Applying Digital Lessons Learned To The Virtual School Year Ahead

By Daniel McGee, director of technology and library services, Laurel School.

Daniel McGee

Thus far, 2020 has been a year where the field of educational technology has been permanently altered. This year’s Covid-19 pandemic has brought challenges and confusion to daily life, with educational institutions pivoting to a distance learning model nearly overnight.

The impact of this shift has been far reaching, affecting the cadence and delivery of daily instruction, creating a new impetus for teachers to learn and upskill quickly.

The result is a watershed moment for educational technology that will cause ripple effects in education for this and future generations.

For private, independent schools, the conversations, processes, and procedures have been different from those affecting public schools, though the needs of students remain the same. In my role as an independent school technology director, the lessons of the past few months have been a series of dichotomous notions with a time for careful planning, while also being a time of flying by the seat of your pants; and notably, a time where rules are created, but also while basic tenets of educational technology are proving to be helpful guides. I have learned some essential lessons that are helpful now, and I see them as being helpful in perpetuity.

Lesson One: Select Familiar Tools and Technology

The first lesson is focused on the importance of educational technology leaders to select distance learning tools and topics that are familiar to teachers and students. Having a minimum of familiar, established systems for students, teachers, and families to access lowers the barriers to success and allows students to focus on learning what they need to know, not acclimating themselves to a host of new tools. During a pandemic is not an optimal time to introduce new tools if it can be avoided.

If a school has a learning management system (LMS) in place and is actively using it, it is a hard case to introduce a new system. The LMS is the stand-in for the physical classroom; just as physically moving a home or school is a disorienting process that requires acclimation, the virtual classroom environment fostered through the LMS should remain as consistent as possible.

Video meetings have become a staple of the distance learning experience. For schools using a suite of online productivity tools such as Google’s G Suite or Microsoft’s Office 365, using Meet or Teams lowers the barriers of entry for teachers and students to begin using such tools due to the integrated nature of these video services within the larger platform.

Consistency is key in using any online tool, first in the selection of a single, unified tool for the school to use, and second in its use and deployment. Experts in online learning advise the use of a common template for teachers to craft LMS course pages, and students should have a consistent means to access their virtual classrooms via the chosen video conferencing platform.

All this said, reflection and evaluation is an essential part of any educational technology program. If a platform is not fully meeting the needs of a school, shifting to another platform at some point might be in order. The rules of unification and consistency still apply, providing for a cohesive communication plan.

Lesson Two: Plan for and Implement Training Programs

The second lesson of school during a pandemic is that teachers, students, and parents will have new, timely professional development needs to be met. The notion of “just in time” training applies directly, where learning what is essential and immediate is beneficial. As the first lesson learned showed the importance of a limited number of technology tools, this idea positively affects the planning and implementation of training programs by limiting variables around what users need to know.

Teachers who were adept in technology will be able to slide into this new learning space easily, but never discount the unassuming teachers; even those who have not been early adopters may prove savvy with delivering distance learning in new and exciting ways.

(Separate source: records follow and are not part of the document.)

PR #1091, opened 2017-02-25
Ensure client-id is unique

### LINKED ISSUE #970: Server error on duplicate OAuth client IDs
If you create or edit an OAuth client to have the same client ID as an existing client, we'll throw an error. We should check for duplicate IDs before trying to write the update.

colinschoen:
Fixes #970 


server/forms.py
```diff
@@ -409,6 +409,17 @@ class ClientForm(BaseForm):
         'Default Scope',
         description='Comma-separated list. Valid scopes are "email" and "all".')
 
+    def validate(self):
+        # if our validators do not pass
+        if not super(ClientForm, self).validate():
+            return False
+        existingClient = Client.query.filter_by(client_id=self.client_id.data).first()
```
Sumukh: nit: lets not camel case.

colinschoen: `existing_client`?

Sumukh:
Cool! Looks like a good idea to move this validation to the form! (if it was happening at all before)

server/forms.py
Sumukh: Sure!

colinschoen: Done.

server/forms.py
```diff
@@ -419,6 +430,21 @@ class EditClientForm(ClientForm):
         description="Do not fill out or render.",
         validators=[validators.optional()])
 
+    def __init__(self, obj=None, **kwargs):
+        self.obj = obj
+        super(ClientForm, self).__init__(obj=obj, **kwargs)
+
+    def validate(self):
+        # if our validators do not pass
+        if not super(ClientForm, self).validate():
```
knrafto: Should be `EditClientForm`. Actually, this method can be omitted because it's inherited from `ClientForm`, right?

colinschoen: No this needs to be declared in EditClientForm as it has different functionality (checks to see if the `client_id` is changed before checking the query).

server/forms.py
```diff
@@ -419,6 +430,21 @@ class EditClientForm(ClientForm):
...
+            return False
+        if self.client_id.data != self.obj.client_id:
+            existingClient = Client.query.filter_by(client_id=self.client_id.data).first()
```
Sumukh: This one is still camelCased

knrafto:
Thanks. Shame that there isn't an easy way to unify the logic for creating and editing (maybe filter out the origin client-id when checking for uniqueness?) but I think this is good enough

Teachers partner for success and lean on others to fill in gaps in their knowledge and skills in technology. For example, at my school, I have been impressed by those who never had the need or opportunity to create edited videos for students. These teachers have reached out of their comfort zone to craft impressive videos that show passion for teaching and professional growth.

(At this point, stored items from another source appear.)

PR #1092, opened 2017-02-25
Improved Moss integration

jathak:
So far, I've changed the Moss job to submit without using the Perl script and then parse the result pages into MossResult entries in the database.

The backend of the new Moss job now allows you to provide two different lists of submissions (`submissions` and `ref_submissions`). Anything in either list will be sent to Moss, but only results where one or both submissions involved is in `submissions` will be stored in the database. The job's form doesn't yet use this, but, in the future, it could allow for referencing submissions from past offerings while only storing results involving current ones.

I now want to work on actually using the stored data to both render a better version of the existing Moss viewer and to allow for similarity statistics (e.g. checking if a student is copying on multiple assignments).


server/templates/staff/plagiarism/list.student.html
```diff
@@ -0,0 +1,93 @@
+{% import 'staff/_helpers.html' as helpers %}
+
```
Sumukh: Could you add an if block here (or outside) so that the box just doesn't show up if there are no cheating results? Many courses will not be able to use the cheating detection tools.

epai:
What's your status on this PR @jathak ?  (and would you like help with any of it?)

jathak:
I believe I have the last changes I need (adding tag support) ready to go, but it appears Moss is down, so I can't test it.

jathak:
Okay, I think this should be good to go; it just needs a database migration. Moss results now support tags. When you run Moss, you can set a threshold where all results with similarity >= to it (on either submission) will be tagged with "review". At the moment, there's no other way to add/edit tags, but that can be done when we actually add an interface for viewing a Moss result.

epai:
@sequoia-tree Would you be interested in taking this project on?

jathak:
My internship ended so I can write code again. What needs to be done here?

epai:
Awesome! 

So I don't remember if I told you this, but there were multiple big bugs that needed fixing:
- (FIXED) The error message for failed moss submission was wrong.  It said something like "Invalid language", but the real problem was that the MOSS ID was not typed correctly.
    - fix:  I've updated the fail message so it's more clear.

Lesson Three: Know Where to Find Support

The third lesson learned during this pandemic is that it is crucial to ensure all in the school know where to find support, and setting expectations is key. Most technology teams are nimble enough to slide into this new learning and work environment because remote work and assistance is ubiquitous today. Such individuals can also model the simplicity of communication and customer service necessary to succeed in a distance learning scenario.

Well-resourced schools with one-to-one device programs and learning management systems will naturally be a step ahead in remote learning, but even in that case, students and teachers can be stymied by problems, like home Internet issues that may or may not be out of their control.

As I began to work from home, the wifi dead spots in my home that I tolerated for years soon became real problems; my team and I fielded questions along those lines from students and teachers. By providing clear means of support for the distance learning effort, it becomes possible to shift away quickly from break/fix triage to advancing technology use beyond the initial questions of “how do I do” a given topic.

These are by no means the only lessons learned during the course of the spring distance learning experience and the summer planning period we have just endured, but they bubble to the surface as foundational components of a successful program.

Beyond these lessons, knowing how to find an answer is an indispensable skill — for all in today’s complex world, not just educational technology personnel. As this year has thrown everyone unimaginable curveballs, my hope is the lessons learned this year will remain with us as pillars of how to lead successful educational technology programs.